▶ EXERCISE BRIEF
Please show all lines of the records that include "return".

Dataset entries
Segment Open
PR #788, opened 2020-04-16
785 callback config apply

### LINKED ISSUE #24: Implement config modification before validation
In GitLab by @rosik on Nov 27, 2018, 18:31

There should be a way to modify config before validation.

Consider tdg "Upload config" functionality. It generates "ddl" config section and stores it clusterwide.

### LINKED ISSUE #785: Introduce callback on config apply
Currently cartridge.config_patch_clusterwide leads to validate_config and apply_config execution. However, sometimes we have some system sections that could be generated on the base of existing sections. E.g. I have "model" section that generates "DDL" section. "DDL" section is system section in my application and all changes in model section should consider previous state - "DDL" section.

I propose to introduce new callback e.g. `on_config_apply`. Specified function should accept config diff and old config and should return modified config diff that will be applied or error.

Why does it really need. I see only two ways how to "hack" existing restrictions - monkeypatch config upload and create custom config "modifiers" (accepts part of config and calculate diff that I want to apply). Both this approaches interfere an ease of deployment - I can't simply use "ansible-cartridge" that call cartridge.config_patch_clusterwide directly from console.

Let's implement such callback.

```lua
local function on_config_apply(patch, config)
    if config.should_throw_error == true then
        return nil, "Config rejected"
    end
    if patch.user_section ~= nil then
        patch.system_section = calculate(patch.user_section)
    end
    return patch
end

require('cartridge.two-phase').on_patch(my_trigger)

```

HustonMmmavr:
Add callback on config apply

I didn't forget about

- [x] Tests
- [x] Changelog (unnecessary)
- [x] Documentation

Close #785
Close #24

### DIFF
--- a/cartridge/twophase.lua
+++ b/cartridge/twophase.lua
@@ -34,6 +34,7 @@ yaml.cfg({
 
 vars:new('locks', {})
 vars:new('prepared_config', nil)
+vars:new('on_config_apply', {})
 
 --- Two-phase commit - preparation stage.
 --
@@ -232,6 +233,15 @@ local function _clusterwide(patch)
             end
 
             clusterwide_config_new:set_plaintext(k, yaml.encode(v))
+        end
+    end
+
+    for trigger, _ in pairs(vars.on_config_apply) do
+        local _, err = PatchClusterwideError:pcall(
+            trigger, clusterwide_config_new, clusterwide_config_old
+        )
+        if err ~= nil then
+            return nil, err
         end
     end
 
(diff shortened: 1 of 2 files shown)


cartridge/twophase.lua
```diff
@@ -443,6 +453,44 @@ local function set_schema(schema_yml)
...
+--
+-- If the parameters are `(nil, old_trigger)`, then the old trigger is
+-- deleted.
+--
+-- (**Added** in v2.1.0-1)
+--
+-- @usage
+--    local function update_string_data(conf_new, conf_old)
+--        local old_data = config.get_readonly('data')
+--        conf_new:set_plaintext('data' old_data .. conf_new:get_readonly('data'))
```
olegrok, line 473: I suppose that there is a missing comma in this line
Segment Closed
▶ SOLUTION TO THIS EXERCISE
I propose to introduce new callback e.g. `on_config_apply`. Specified function should accept config diff and old config and should return modified config diff that will be applied or error.
        return nil, "Config rejected"
    return patch
+            return nil, err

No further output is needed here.